Retalhos das Memórias de um ex-Combatente


Preâmbulo

– Avô, porque guardas todas estas fotografias de quando andaste na guerra em Angola?

– Olha, menina, quando lá andei fui tirando fotografias, que eu mesmo, no mato, revelava e imprimia, porque levei o meu laboratório fotográfico. Enquanto fazia estes serviços não pensava noutra coisa!

– Avô, era muito difícil a guerra? Havia em Angola meninos e meninas como eu? Eles também morriam na guerra? Como era Angola? Dizem que era muito grande e rica, contou-nos a “Sora” de Geografia.

– Olha, Ana Rita, és muito nova para te contar tudo o que lá se passava naquela época, mas eu prometo-te que vou escrever tudo, para tu, quando fores grande, leres e perceberes o que os “rapazes” da minha idade lá passaram.

– Tu é que sabes! – Foi a resposta. Sinal de que não concordava com o que lhe tinha dito!…


Esta malta de agora quer saber imediatamente tudo, mas não julguei conveniente que uma criança de dez anos tomasse conhecimento, não daquilo que lá fizemos e sim daquilo que não fizemos e poderíamos ter feito.

Também nada custa ir contando a história do que passámos, sempre que haja tempo e disponibilidade mental para o fazer. Temos que ter em atenção que, mesmo lá, procurávamos esquecer o que se tinha passado no dia anterior, ou nem pensar no que nos poderia acontecer no dia seguinte, quando nas estradas – picadas – nos poderiam esperar emboscadas e, principalmente, minas anti-carro.

As minas eram um terror!
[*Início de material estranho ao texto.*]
Issue #775, opened 2022-02-21
replace check for CONFIG_MAX_NUM_NODES > 1 with CONFIG_ENABLE_SMP_SUPPORT


axel-h:
Would it make sense to replace the checks `CONFIG_MAX_NUM_NODES > 1` with a check for `CONFIG_ENABLE_SMP_SUPPORT` instead - unless there is a strong reason for certain code parts to keep exactly this check?  That seem to be helpful in some cases (see e.g. https://github.com/seL4/seL4/issues/774#issuecomment-1046532618) and allows separating general SMP conditional parts completely from the number of configured nodes. 
Practically, running an SMP configuration with just one core might have a use case for testing purposes only. Or maybe for AMP use cases.

PR #789, opened 2022-02-28
Fix Issue774

### LINKED ISSUE #774: C-Preprocessor conditionals in XML
Before I jump too far down the rabbit hole on this, I wanted to sync with the community,
It was mentioned during one of the developer meetings that the xml currently contains some c-isms in the form of c-preprocessor declarations, 

Most of these are fairly simple, an example of the most complex being:
```
condition="!(defined(CONFIG_ARM_HYPERVISOR_SUPPORT) &amp;&amp; defined(CONFIG_ARM_PA_SIZE_BITS_40))"
```
in [sel4_arch_include/aarch64/interfaces/sel4arch.xml](https://github.com/seL4/seL4/blob/master/libsel4/sel4_arch_include/aarch64/interfaces/sel4arch.xml#L212)

If it weren't for these couple of complex conditions we could use something simple like:
 `condition_var="CONFIG_..." condition_defined=true|false`

I tried to come up with a schema to cope with these definitions in a language neutral fashion:
#### Examples
```
<condition>
        <config var="CONFIG_FOO"/>
</condition>
```

```
<condition>
        <not>
         <and>
             <or>
                <config var="CONFIG_A"/>
                <config var="CONFIG_B"/>
             </or>
             <not><config var="CONFIG_C"/></not>
         </and>
        </not>
</condition>
```
#### Schema
The schema for the above xml uses an xsd (below), while the current encoding is using a [dtd](https://github.com/seL4/seL4/blob/master/libsel4/tools/sel4_idl.dtd#L25)

As far as I can tell trying to do this with just a dtd leads to a much more verbose xml encoding.

```
<xsd:schema xmlns:xsd="http://www.w3.org/2001/XMLSchema">
    <xsd:element name="condition" type="Unary" />
    <xsd:group name="ConfigGroup">
        <xsd:choice>
            <xsd:element name="and" type="Binary" />
            <xsd:element name="or" type="Binary" />
            <xsd:element name="not" type="Unary" />
            <xsd:element name="config">
                <xsd:complexType>
                        <xsd:attribute name="var" type="xsd:string" use="required"/>
                </xsd:complexType>
            </xsd:element>
        </xsd:choice>
    </xsd:group>

  <xsd:complexType name="Unary">
        <xsd:group ref="ConfigGroup"/>
  </xsd:complexType>

  <xsd:complexType name="Binary">
    <xsd:sequence>
            <xsd:group ref="ConfigGroup" minOccurs="2" maxOccurs="2"/>
    </xsd:sequence>
  </xsd:complexType>
</xsd:schema>
```

#### Questions

* Should we include the `CONFIG_` contents of the `var` attribute?
* Does this need an RFC even though it isn't really changing any visible aspects or behavior, but just refining existing behavior?
* Is there any opposition to this or the approach taken here, or a better approach, or scheduling concerns if it could impact ongoing projects?

#### checklist

- [ ]  Switch the existing dtd to use an xsd
- [ ]  Move the `condition=` attributes to `condition` elements in the sel4 xml.
- [ ]  Write python code converting the new condition elements to c-preprocessor `#if` conditions.

ratmice:
This should be basically done and fixes #774, I need to check #775 further, but it does resolve the xml parts.

This probably needs some squashing and rewriting,
Because it adds the new element and removes the old attribute separate commits,
It includes a test script which compares the old attribute to the new generated pre-processor condition.
Then removes that script when the old attributes are removed.

I imagine you'll probably want to squash that all down.

While I used the test script to compare all the conditions in the XML,
I didn't actually go through building every configuration/architecture locally.


ratmice:
I have no idea how to fix the manual, seems like if I fix manual/libsel4_tools it breaks tools, and libsel4/tools and vice versa.
I'll have to try and figure it out tomorrow, unless someone more familiar with python might know.

canarysnort01:
In addition to the module import issue, it looks to me like `manual/tools/gen_invocations.py` is still trying to validate against the deleted DTD file.

ratmice:
Haven't figured out how to build the manual locally yet, so here's to hoping that that dtd validation also support an xsd. :crossed_fingers:

ratmice:
So despite some Vogonesque hacks to get the `manual` + style check working,
I feel like this is probably ready for review, I've tried to clean up the history into logical chunks,

Although I haven't compiled each patch in the series individually, I believe each commit should compile and not mess up a bisect.
But still feel free to squash or ask me to, if that is preferred.

lsf37:
First time I hear the word Vogonesque fitting naturally into a sentence. Kudos! :-) I hope to have time to review this later today.

libsel4/include/api/syscall.xsd
```diff
@@ -35,11 +35,34 @@
...
+        </xsd:choice>
+    </xsd:group>
+
+  <xsd:complexType name="Unary">
+        <xsd:group ref="ConfigGroup"/>
+  </xsd:complexType>
+
+  <xsd:complexType name="Binary">
+    <xsd:sequence>
+            <xsd:group ref="ConfigGroup" minOccurs="2" maxOccurs="2"/>
```
axel-h, line 62: Is it really necessary to limit `maxOccurs` to 2?

libsel4/tools/condition.py
```diff
@@ -0,0 +1 @@
+../../tools/condition.py
```
axel-h, line 1: What is this, so we really need this indirection and the ".."? Don't we have the search path somewhere?

libsel4/tools/loader/__init__.py
```diff
@@ -0,0 +1,14 @@
...
+# Copyright 2022, seL4 Project a Series of LF Projects, LLC
+#
+# SPDX-License-Identifier: BSD-2-Clause or GPL-2.0-only
+
+import os
+import sys
+import pathlib
+
+# Add the parent module to the sys.path, do so in this __init__.py
+# So that the code producing the side-effect can occurr after import
```
axel-h, line 11:
```suggestion
# so that the code producing the side-effect can occur after import
```

libsel4/tools/loader/__init__.py
```diff
@@ -0,0 +1,14 @@
...
+# statements.  Otherwise autopep8 would want to reformat this code
+# so the side-effect occurs after all import statements.
```
axel-h, line 13:
```suggestion
# so the side-effect occurs after all import statements.
```
Seems "occurred" is the only time where two 'r' are used.

tools/condition.py
```diff
@@ -0,0 +1,41 @@
...
+        if child.nodeType == node.COMMENT_NODE or (child.nodeType == node.TEXT_NODE and len(child.data.strip()) == 0):
+            node.removeChild(child)
+
+
+def condition_to_cpp(conditions):
+    n = len(conditions)
+    assert n <= 1
+    if n == 0:
+        return ""
+    else:
```
axel-h, line 17: Since the if-block returns, we could save a level of indention if we drop the "else"

tools/condition.py
```diff
@@ -0,0 +1,41 @@
...
+        remove_ws_comments(conditions[0])
+        children = conditions[0].childNodes
+        if children == None or len(children) == 0:
```
axel-h, line 20: Do we really have to check for `None` explicitly?
```suggestion
        if not children or len(children) == 0:
```

tools/condition.py
```diff
@@ -0,0 +1,41 @@
...
+
+def remove_ws_comments(node):
+    for child in list(node.childNodes):
+        if child.nodeType == node.COMMENT_NODE or (child.nodeType == node.TEXT_NODE and len(child.data.strip()) == 0):
+            node.removeChild(child)
+
+
+def condition_to_cpp(conditions):
+    n = len(conditions)
+    assert n <= 1
```
axel-h, line 14: See https://github.com/seL4/seL4/pull/789/files#r821356538, we could support more then two also.

tools/condition.py
```diff
@@ -0,0 +1,41 @@
...
+
+        def helper(expr):
+            remove_ws_comments(expr)
+            if expr.tagName == "config":
+                return "defined({})".format(expr.getAttribute("var"))
+            elif expr.tagName == "not":
+                child = expr.firstChild
+                if child.tagName == "and" or child.tagName == "or":
+                    return "!({})".format(helper(child))
+                else:
```
axel-h, line 33: What is `child.tagName` in this case? Could avoid unconditional else and reject anything unknown here to ensure this raises an exception if somebody every extends this mechanism and forgets to update this

tools/condition.py
```diff
@@ -0,0 +1,41 @@
...
+                    return "!{}".format(helper(child))
+            elif expr.tagName == "and":
+                return "{} && {}".format(helper(expr.childNodes[0]), helper(expr.childNodes[1]))
```
axel-h, line 36: Something like `' && '.join([helper(e) for e in expr.childNodes])` would work for an arbitrary number of elements

tools/condition.py
```diff
@@ -0,0 +1,41 @@
...
+            elif expr.tagName == "or":
+                return "{} || {}".format(helper(expr.childNodes[0]), helper(expr.childNodes[1]))
+            else:
+                return ""
+        return helper(children[0])
```
axel-h, line 41: please add an empty line before this for readabilty

axel-h:
Nice work!

libsel4/tools/condition.py
ratmice: This is making a symlink to condition.py, I'm not sure why it shows the path as its contents.
I just went with how it seemed to be done in libsel4/tools, where the rest of these files are all symlinks.

libsel4/include/api/syscall.xsd
ratmice: Probably not, but there wasn't anything that used more than 2.
I'm usually pretty conservative about adding things that aren't in use (Note I added `<or>` though despite nothing using it).
I can definitely willing to change it though if that is the consensus.

tools/condition.py
axel-h: Ah sorry, I misinterpreted that. Maybe add a comment

tools/condition.py
ratmice: I'm going to split this bit into two patches, and do a follow up after the comparison to the existing conditional `attribute` which moves the parentheses here.

libsel4/include/api/syscall.xsd
ratmice: So, I went ahead and did this change as it may make the (currently non-existent rust output) easier so you don't have to encode and as `all(a, all(b, c))` in theory.

Thank you for the review Axel, I believe i've covered all of your points now.

axel-h (approved):
Look ok from my side.

libsel4/tools/condition.py
axel-h: Thanks for the explanation. If this just follows existing stuff, then it's fine. And symlink within the same repo will always work.

Improving the python usage would be a different PR indeed. You could create an issue to track this ;)

libsel4/tools/__init__.py
```diff
@@ -8,4 +8,6 @@
 # This file allows the the libsel4 tools directory to be imported as
 # a python module.
 
+from . import loader
```
kent-mcleod, line 11: Why is the new loader module needed?

libsel4/tools/syscall_stub_gen_rs.py
```diff
@@ -14,6 +14,7 @@
 from argparse import ArgumentParser
 import sys
 import syscall_stub_gen
+from condition import condition_to_cpp
```
kent-mcleod, line 17: I can't see `condition_to_cpp` being needed in this file?

kent-mcleod (commented):
Looks good to me! I don't think you should to squash the intermediate commits as it's more convincing that the migration is correct.

libsel4/tools/__init__.py
ratmice: I added a large comment explaining it

libsel4/tools/__init__.py
```diff
@@ -8,4 +8,27 @@
...
+# The following import of `loader` avoids a python module loading error
+# When this is used as a module in manual/tools/libsel4_tools.
+# Traceback (most recent call last):
+#  File "/path/to/syscall_stub_gen.py", line 46, in <module>
+#    from condition import condition_to_cpp
+# ModuleNotFoundError: No module named 'condition'
+#
+# Imports for modules differ from imports for scripts
+# Such that when run as a script in tools/ it includes the current
+# directory in the search path.  But not when imported as a module.
```
axel-h, line 20:
```suggestion
# directory in the search path.  But not when imported as a module
```

libsel4/tools/__init__.py
axel-h: In `syscall_stub_gen.py`, can't  we do 
```
sys.path.append(str(pathlib.Path(os.path.dirname(os.path.realpath(__file__))).parent))
```
to fix this?

libsel4/tools/__init__.py
```diff
@@ -8,4 +8,27 @@
...
+# `loader` will add the current directory to the search path.
```
axel-h, line 21:
```suggestion
# Importing `loader` will add the current directory to the search path.
```

libsel4/tools/__init__.py
ratmice: Presumably, that would work but I think it would still run into the autopep8 reordering problem.
We would also need to get rid of the `.parent` stuff.

axel-h: Can you create an issue for this, then it's kept track of?

ratmice: Sure, but prefer to do it after merge, so we don't end up with dangling issues.

lsf37 (approved):

ratmice:
Hmm, the timeout I presume was running `MULTICORE0005` seems suspicious, given the whole `CONFIG_MAX_NUM_NODES > 1` -> `CONFIG_ENABLE_SMP_SUPPORT` aspect of this change.

lsf37:
> Hmm, the timeout I presume was running `MULTICORE0005` seems suspicious, given the whole `CONFIG_MAX_NUM_NODES > 1` -> `CONFIG_ENABLE_SMP_SUPPORT` aspect of this change.

I doubt it's that, but let me re-run. This specific test is pretty flaky (marked as such in the test driver), and there is an [open issue](https://github.com/seL4/sel4test/issues/44) for it on sel4test.

lsf37:
> > Hmm, the timeout I presume was running `MULTICORE0005` seems suspicious, given the whole `CONFIG_MAX_NUM_NODES > 1` -> `CONFIG_ENABLE_SMP_SUPPORT` aspect of this change.
> 
> I doubt it's that, but let me re-run. This specific test is pretty flaky (marked as such in the test driver), and there is an [open issue](https://github.com/seL4/sel4test/issues/44) for it on sel4test.

Ok, re-run succeeded, it's definitely not a config option problem.

The xmllint install in the GitHub action is failing for some reason. It looked like a network problem, but maybe I'm wrong about that (if it is, then it is persistent). Still need to look into that.

ratmice:
> The xmllint install in the GitHub action is failing for some reason. It looked like a network problem, but maybe I'm wrong about that (if it is, then it is persistent). Still need to look into that.

Looking around it looks like that is a symptom of the apt package cache being out of date with regards to the latest,
this kind of makes sense in that the failure looks to be a security issue which would cause the deletion of a package.

Hopefully `apt-get update` fixes, and seems to be what others have done.  I didn't see any other `apt-get install` calls in other ci files here.

lsf37:
> > The xmllint install in the GitHub action is failing for some reason. It looked like a network problem, but maybe I'm wrong about that (if it is, then it is persistent). Still need to look into that.
> 
> Looking around it looks like that is a symptom of the apt package cache being out of date with regards to the latest, this kind of makes sense in that the failure looks to be a security issue which would cause the deletion of a package.

Yes, that makes perfect sense.

> Hopefully `apt-get update` fixes, and seems to be what others have done. 

Which indeed fixed it. Thanks!

libsel4/tools/__init__.py
ratmice: I filed #811 for this now.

A estrada por onde teríamos de passar quando íamos ao abastecimento em São Salvador do Congo, numa zona de descida para o rio Luvo, era um local de terra barrenta que fazia derrapar as viaturas. Tinha sido atapetada com grainha de cobre – estávamos perto das minas do Mavoio – e esses restos do cobre evitavam a derrapagem das viaturas. Só que veio a guerra, e o inimigo aproveitando essa condição montava aí minas, onde era impossível o detector localizá-las. Ia sempre a cantar, como nós dizíamos. A única solução era a utilização de ferros afiados numa ponta com os quais picávamos a estrada.
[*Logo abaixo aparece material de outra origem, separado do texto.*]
PR #791, opened 2022-03-01
trivial: fix examples explaining IRQT_TO_IDX macro

Ivan-Velickovic:
This PR just fixes examples given in a comment for how an IRQ gets converted to a CNode index.

Example 2: The IRQ number is not a PPI so the index is `(irq.target_core)*NUM_PPI + (_irq.irq)`, which means it should be `+ 16` not `+ 12`.

Example 3: The IRQ number is a PPI so the index is `(CONFIG_MAX_NUM_NODES-1)*NUM_PPI + (_irq.irq)`, which means it should be `(3 * 32) + 33` since there's 4 cores, not sure where the `(33 - 32)` came from.

### DIFF
--- a/include/arch/arm/arch/machine/gic_common.h
+++ b/include/arch/arm/arch/machine/gic_common.h
@@ -37,7 +37,7 @@
  * The layout of IRQs into the CNode are all of PPI's for each core first, followed
  * by the global interrupts.  Examples:
  *   core: 0, irq: 12 -> index 12.
- *   core: 2, irq: 16 -> (2 * 32) + 12
+ *   core: 2, irq: 16 -> (2 * 32) + 16
  *   core: 1, irq: 33, (4 total cores) -> (4 * 32) + (33-32).
  */
 #define IRQ_IS_PPI(_irq) (HW_IRQ_IS_PPI(_irq.irq))


include/arch/arm/arch/machine/gic_common.h
```diff
@@ -37,8 +37,8 @@
  * The layout of IRQs into the CNode are all of PPI's for each core first, followed
  * by the global interrupts.  Examples:
  *   core: 0, irq: 12 -> index 12.
- *   core: 2, irq: 16 -> (2 * 32) + 12
- *   core: 1, irq: 33, (4 total cores) -> (4 * 32) + (33-32).
+ *   core: 2, irq: 16 -> (2 * 32) + 16
```
axel-h, line 40: You are right, this should be 16. Seems it's a copy/paste bug, form above.

include/arch/arm/arch/machine/gic_common.h
```diff
@@ -37,8 +37,8 @@
...
+ *   core: 1, irq: 33, (4 total cores) -> (3 * 32) + 33.
```
yyshen, line 41: The previous example is clear to me. 4 * 32 clearly expresses that the first 4*32 slots are for the PPI and SGI of the 4 cores.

Para nós foi o período mais difícil. Estávamos preparados, física e psicologicamente para sofrer emboscadas e reagir a elas, para montar emboscadas e reagir à reacção do inimigo (IN). Mas como reagir ao rebentamento de uma mina anti-carro, não sabíamos! Se ao menos o IN fizesse fogo nós reagiríamos. Mas não, as minas eram armadas e colocadas durante a noite e bem dissimuladas. Que raiva…
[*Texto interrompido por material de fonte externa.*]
PR #792, opened 2022-03-03
bitfield_gen: allow _ in integer literals

lsf37:
This allows optional ignored `_` at any position in any integer literals (dec, oct, hex, bin) for better readability. For example

`0xFFFF_FFFF_FFFF_FF00 = 0xFFFFFFFFFFFFFF00`
`0b0000_0000_0001_0000 = 0b0000000000010000`
`1_000_000 = 1000000`

This is a syntax addition only, no semantic changes.

### DIFF
--- a/tools/bitfield_gen.py
+++ b/tools/bitfield_gen.py
@@ -108,8 +108,8 @@ def t_IDENTIFIER(t):
 
 
 def t_INTLIT(t):
-    r'([1-9][0-9]*|0[oO]?[0-7]+|0[xX][0-9a-fA-F]+|0[bB][01]+|0)[lL]?'
-    t.value = int(t.value, 0)
+    r'([1-9][0-9_]*|0[oO]?[0-7_]+|0[xX][0-9a-fA-F_]+|0[bB][01_]+|0)[lL]?'
+    t.value = int(t.value.replace('_', ''), 0)
     return t
 
 


lsf37:
In terms of concrete syntax, C doesn't have any such separators, C++ has `'` which I find terrible, and Rust has `_` which seems unambiguous and Ok. I have also seen `.`, which I find easier to read (if we exclude decimals), but it could be too confusing with a decimal point/fraction.

tools/bitfield_gen.py
```diff
@@ -108,8 +108,8 @@ def t_IDENTIFIER(t):
 
 
 def t_INTLIT(t):
-    r'([1-9][0-9]*|0[oO]?[0-7]+|0[xX][0-9a-fA-F]+|0[bB][01]+|0)[lL]?'
-    t.value = int(t.value, 0)
+    r'([1-9][0-9_]*|0[oO]?[0-7_]+|0[xX][0-9a-fA-F_]+|0[bB][01_]+|0)[lL]?'
```
axel-h, line 111: Maybe add a comment here
```
# This allows optional ignored _ at any position in any integer literalsexample
# 0xFFFF_FFFF_FFFF_FF00 = 0xFFFFFFFFFFFFFF00
# 0b0000_0000_0001_0000 = 0b0000000000010000
# 1_000_000 = 1000000
```

axel-h:
Cool, that is a nice feature. As a demonstration that this is working as expected, do you have a PR somewhere that uses this?

axel-h (approved):

lsf37:
> Cool, that is a nice feature. As a demonstration that this is working as expected, do you have a PR somewhere that uses this?

I did use it, but then I changed what I was doing and didn't need it any more for that :-)

I should have a look through the existing .bf files if there are areas where it would make sense to use directly.

kent-mcleod:
> I did use it, but then I changed what I was doing and didn't need it any more for that :-)
> 
> I should have a look through the existing .bf files if there are areas where it would make sense to use directly.

I don't think there is anything.  The largest constant used I could find is 64 and there's no usages of `0b` constants either.

lsf37:
Yes, you're right, this only was needed for the large tag value I had for the compound-tag work. Which now will also disappear, because they will be tuples.

So it's not really necessary. Should we still keep it or abandon?

kent-mcleod:
> abandon

lsf37:
> abandon

Agreed, we can resurrect it if we ever do need large values, but we really shouldn't.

Foi especialmente nessa zona que alguns companheiros nossos perderam a vida POR ANGOLA.

Só mais tarde descobrimos uma picada – caminho de pé posto – que passava perto desta zona e então compreendemos o que se estava a passar. Essa picada era passagem de reabastecimento do IN que, vindo do Congo, se dirigia para a região dos Dembos, aproveitando a sua passagem para nos deixarem tristes “recordações”.